The scale-up of antiretroviral therapy (ART) programmes in Lusaka, Zambia, has been accompanied by only modest reductions in the city’s mortality rates, investigators report in the Bulletin of the World Health Organization. A series of cross-sectional household surveys conducted between 2004 and 2011 showed no significant reduction in the mortality rate.
The authors admit this finding was “unexpected” and highlights the importance of further increasing roll-out of therapy and supporting people to adhere to their treatment and remain in care. More encouragingly, the proportion of households with an orphaned child declined and there was also evidence that knowledge of HIV improved.
Thanks to ART, many people living with HIV now have a normal life expectancy. Excellent outcomes have been observed in people taking ART in sub-Saharan Africa. It is hoped that increased access to ART will translate into reductions in all-cause mortality in countries with generalised HIV epidemics. Short-term data from several southern African settings suggest this is the case.

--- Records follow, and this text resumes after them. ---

Issue #402, opened 2018-11-19
World interface plugin: makeBox


valegagge:
I' m using the rpc port of world interface plugin to create a box with a particular name (for example myBox), but the plugin creates a box called myBoxN, where N is the current number of box in the world.

please see code here:
https://github.com/robotology/gazebo-yarp-plugins/blob/154f236e16a18bcc5ef9a9dd26d1a4c8792d8cac/plugins/worldinterface/src/worldproxy.cpp#L260

Could someone tell me if there is an motivation behind this behaviour? (This happens both on matser and on devel branch)
Thanks a lot

valegagge:
MakeSphere has the same behaviour, but I needed to changed it according to @randaz81 in order that makesphere creates a sphere with the given name.

please see https://github.com/robotology/gazebo-yarp-plugins/commit/de34ac26bcbd8565d1d55875d7d7c2ec34b93302

In my opinion, any makeObject function with ObjectName as parameter should create an object with the given name.

Since this issue is not blocking for my activities, I prefer to open an issue and ask if this behaviour is desidered before doing a pull request.

So, I wait their comments or comment of MakeBox users :)

lornat75:
I can't remember why it was implemented in this way, the behavior you describe makes sense to me.

PR #404, opened 2018-11-21
update worldinterface::makeBox

valegagge:
worldinterface plugin: now the makeBox function doesn't append number at the end of given name of box.

please see https://github.com/robotology/gazebo-yarp-plugins/issues/402

### DIFF
--- a/plugins/worldinterface/src/worldinterfaceserverimpl.h
+++ b/plugins/worldinterface/src/worldinterfaceserverimpl.h
@@ -26,7 +26,7 @@ public:
      * @param radius radius of the sphere [m]
      * @param pose pose of the sphere [m]
      * @param color color of the sphere
-     * @return returns a string that contains the name of the object in the world
+     * @return returns a string that contains the name of the object in the world or empty string on error
      */
     virtual std::string makeSphere(const double radius, const GazeboYarpPlugins::Pose& pose, const GazeboYarpPlugins::Color& color, const std::string& frame_name = "", const std::string& object_name = "",const bool gravity_enable = 0, const bool collision_enable = 1);
     /**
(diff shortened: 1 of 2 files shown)


valegagge:
@traversaro also makeFrame, right?

traversaro:
Indeed, I missed that!

valegagge:
Done!

traversaro:
Ok for me, but let's wait for @randaz81 opinion given that is the one more involved in this.

traversaro:
I just saw that @randaz81 is away till the 4th of December. If you think he will not have any problem with this, I think we can merge.

valegagge:
I'm not used to work with gazebo and in particular with worldinterface plugin. 
I think the current behaviour of mentioned functions doesn't seem usefull.
I prefer tomerge and in case of issue we can restore the current behaviour, but , since this pr is not blocking for me, I can wait @randaz

traversaro:
friendly ping @randaz81

randaz81:
@valegagge it seems ok to me, but can you please do this additional check?
What happens if a user tries to create an object with the same name of an object that already exists? Previously, a number was appended, resulting in a different name. Now I think that two objects with the same name are created. Maybe this action should be prevented an error message displayed?

valegagge:
@randaz81 
>  it seems ok to me, but can you please do this additional check?

Done! please see [this commit](https://github.com/robotology/gazebo-yarp-plugins/pull/404/commits/5ccd19d74eb5442df0a99dc3427a1a773d36d685)

About the error message displayed, I used the existing error management: prints yError << "error_string" and returns an empty string. This means that on error the response of rpc command is nothing and only on logger there is the error or on bash where gazebo is running.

A series of household surveys conducted in Lusaka, the capital of Zambia, between 2004 and 2011 provided investigators with the opportunity to assess the long-term impact of ART roll-out on all-cause morality. Twelve separate surveys were conducted in the city between these dates. Heads of households were asked to state the number of deaths in their household in the previous twelve months and to say if there were any orphaned children in their household. Data were also gathered on the use of ART by non-pregnant household members, rates of HIV testing and attitudes towards HIV infection.
Some 43,200 households participated in the surveys. Food security and employment increased over the period of the study, whereas refusal of medical treatment due to an inability to pay declined.
The households contributed a total of 204,263 person-years of follow-up. There were 2537 deaths.
The mortality rate fell from 1.94 per 100 person-years in early 2007 to 0.92 per 100 person-years in late 2011. But this reduction was not significant (p = 0.093).
However, the proportion of households with an orphan child fell from 17% to 7%.
There was also evidence of the scale of ART roll-out. In 2004, approximately 1% of households had a non-pregnant member taking ART; this had increased to over 7% in 2011.
HIV-related knowledge, attitudes and behaviours also improved, suggesting “the successful penetration of health communication messages about HIV among residents in Lusaka.” The authors also note “the stigma associated with HIV appears to be on the wane in Lusaka.”
But they conclude that the scale-up of ART has had only a modest impact on all-cause mortality in Lusaka.
The investigators therefore call for further expansion of ART coverage; greater effort to support treatment adherence and retention in care; and enhanced investment in health systems.
The authors conclude that Lusaka has benefited from HIV education and outreach programmes, but suggest “a realignment of the ART programme’s priorities may be needed to ensure maximal public health benefit.”
Rathod SD et al. Trends in all-cause mortality during the scale-up of an antiretroviral therapy programme: a cross-sectional study in Lusaka, Zambia. Bull World Health Organ 92: 734-41, 2014.